Ketua Komisi C DPRD Kota Malang, Muhammad Anas Muttaqin, mengatakan program angkutan pelajar gratis memiliki dua tujuan. Selain memberikan layanan transportasi gratis bagi pelajar, program tersebut juga diharapkan dapat memberdayakan angkot dan pengemudinya.
Namun, Anas menilai pelaksanaan program tetap perlu dievaluasi. Efektivitas layanan harus menjadi dasar sebelum pemerintah menambah armada maupun memperluas cakupan penerima manfaat.
“Kalau memang dirasa cukup efektif, harus kita perbesar asas manfaatnya, baik itu kepada angkot maupun kepada pelajar,” kata Anas.
Menurutnya, pembenahan transportasi Kota Malang tidak bisa hanya berfokus pada angkutan pelajar gratis. Salah satu persoalan yang perlu mendapat perhatian ialah rute angkot yang disebut tidak banyak berubah sejak era 1990-an.
“Rute angkot kan sudah mulai tahun 90-an belum ada perubahan sampai sekarang. Sementara Kota Malang berkembang begitu pesat,” ujarnya.

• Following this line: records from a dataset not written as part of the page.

PR #432, opened 2026-07-15
fix(model): make users_fismasystems Save idempotent on duplicate assignment (#429)

### LINKED ISSUE #429: users_fismasystems Save is not idempotent: re-assigning an existing system errors instead of upserting
### Type
Bug (flagged by an existing TODO)

### Description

Karena itu, program angkutan pelajar gratis perlu ditempatkan dalam agenda pembenahan transportasi yang lebih luas, termasuk penataan ulang trayek dan peningkatan standar pelayanan angkot.
Persoalan tersebut juga berkaitan dengan rencana Kota Malang terhubung dengan Trans Jatim melalui skema feeder. Anas menilai layanan baru tersebut harus berjalan beriringan dengan angkot yang sudah ada.
“Harus berjalan beriringan dengan Trans Jatim. Skema feeder itu juga harus melibatkan angkot existing,” tegasnya.
Menurut Anas, skema feeder idealnya juga disertai mekanisme scrapping angkot lama. Dengan begitu, transformasi transportasi tidak hanya menghadirkan layanan baru, tetapi juga tetap memberikan manfaat bagi pengemudi angkot.
Sementara itu, program angkutan pelajar gratis menggunakan skema buy the service. Pemkot Malang membeli layanan dari mitra angkot melalui koperasi atau paguyuban. Pembayaran kepada pengemudi dihitung berdasarkan rute, jarak tempuh, dan layanan.
Layanan tersebut juga dilengkapi GPS untuk membantu pengawasan. Namun, Anas menegaskan efektivitas program tetap harus dilihat setelah berjalan.
DPRD Kota Malang akan melihat hasil pelaksanaan program sekaligus kemampuan fiskal daerah. Jika manfaatnya terbukti besar, jumlah angkot maupun pelajar yang terlayani dinilai dapat diperluas.
“Kalau ini sudah berjalan baik dan efektif, harus diperbesar volumenya. Makin banyak angkot yang dirangkul, semakin besar manfaatnya,” pungkasnya.